En algunas tardes tempranas y en muy otro contexto, se veía por allí a los historiadores Arturo Scarone y Armando Pirotto, presidiendo una mesa reflexiva que era visitada cada tanto por nuestro ensayista por excelencia: Carlos Real de Azúa.

Escritores y editoriales

Más cerca en el tiempo, varios escritores vivieron en la zona: el poeta y sicoanalista Hermes Millán Redin, desde hace años en México, residió en un viejo edificio de Río Branco y Canelones. En otro apartamento del inmueble vivía la poeta Beatriz San Vicente. Por Durazno, a esa misma altura, estaba el apartamento del narrador y dramaturgo Ricardo Prieto; precisamente en el Palacio Durazno, uno los edificios emblemáticos del barrio (más tarde se mudaría al Palacio Salvo, hasta su muerte).

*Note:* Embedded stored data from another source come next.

PR #25048, opened 2024-11-22
Apply tenant filtering on ES/OS reads

emulbreh:
## Description

This PR adds tenant filters to search queries for tenant-scoped entities. Tenant-scoped entities return their tenant id field from the new `IndexDescriptor::getTenantId` method. Filter transformers are refactored to hold a reference to queried IndexDescriptor instead of a hardcoded index name. This makes it possible to access the tenant id field when the SearchQuery is constructed. Since querying multiple tenant-scoped indices would require cooperation of the filter transformer and since filter transformers query at most one index today, we restrict the api accordingly: `List<String> toIndices(…)` becomes `IndexDescriptor toIndex(…)`. Finally, for simplicity, we always query the alias of the returned index descriptor. 

* [x] populate tenant request attribute from ES/OS when using auth-basic
* [x] ensure the default tenant always exists
* [x] ensure that SearchClientBasedQueryExecutor correctly restricts tenant-scoped entities

## Related issues

closes https://github.com/camunda/camunda/issues/25077, closes https://github.com/camunda/camunda/issues/23808, supersedes https://github.com/camunda/camunda/pull/24991

PR #25304, opened 2024-11-26
refactor: rename identity indices

ChrisKujawa:
## Description

With rearchitecting the Camunda platform we want to create a more holistic view of our platform, to show that we building one product. This is why we also want to remove more and more of the distinguishment and references of components.

With 8.7 we will introduce new indices related to user management (that use currently the component name `identity`). This should be replaced with `camunda`. 

This PR changes the corresponding indices.

## Related issues

Related doc about harmonized indices
https://docs.google.com/document/d/1EFZ19Gx8Nf559pP_Bg8ObFMfGYdlq20age8P_WiSBOY/edit?tab=t.0#heading=h.c447h0byekxu


romansmirnov (approved):

zeebe/qa/integration-tests/src/test/java/io/camunda/zeebe/it/util/AuthorizationsUtil.java
```diff
@@ -116,7 +117,11 @@ public void awaitUserExistsInElasticsearch(final String username) {
                     }
                   }"""
                           .formatted(username)))
-              .uri(new URI("http://%s/identity-users-8.7.0_/_count/".formatted(elasticsearchUrl)))
+              .uri(
+                  new URI(
```
nicpuppa, line 121: @ChrisKujawa this change has an impact on the failing IT test. It might be the reason why the test is failing

remcowesterhoud: Ideally we will change this and just send a request to the API. This is legacy from before that was available 😄 Not saying you need to do this in this PR, changing the hardcoded index would work for now I suppose.

ChrisKujawa: @remcowesterhoud @nicpuppa I dont think this is related.

1. It will definitely use the right index, with this approach
2. When debugging it is not going threw this
3. When changing it back it also doesn't work

search/search-client-query-transformer/src/main/java/io/camunda/search/clients/transformers/filter/AuthorizationFilterTransformer.java
```diff
@@ -40,6 +40,6 @@ public SearchQuery toSearchQuery(final AuthorizationFilter filter) {
 
   @Override
   public List<String> toIndices(final AuthorizationFilter filter) {
-    return List.of("identity-authorizations-8.7.0_alias");
+    return List.of("camunda-authorization-8.7.0_alias");
```
ChrisKujawa, line 43: Just for posterity: I don't like and also do not accept that we have this hardcoded. But there is a PR in progress that will change this here https://github.com/camunda/camunda/pull/25048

Por Andes, casi llegando al final, a la rambla, estuvo durante toda la dictadura y hasta comienzos de los años noventa, la sede de la Editorial Arca, una de los sellos históricos junto a Banda Oriental. Allí Alberto Beto Oreggioni recibía a sus escritores con su proverbial cordialidad. Además de su trabajo específico de hacer libros –con un catálogo que en el período que estamos recordando mantuvo un impecable nivel y rigor- Arca ofició de espacio para fecundos encuentros intelectuales. A la par con Banda Oriental, ofició de faro cultural en medio de la noche de la tiranía.

 

Alejandro Michelena
alemichelena@gmail.com

 

Nota publicada en el semanario 7n, de Montevideo, el miércoles 16 de julio de 2014.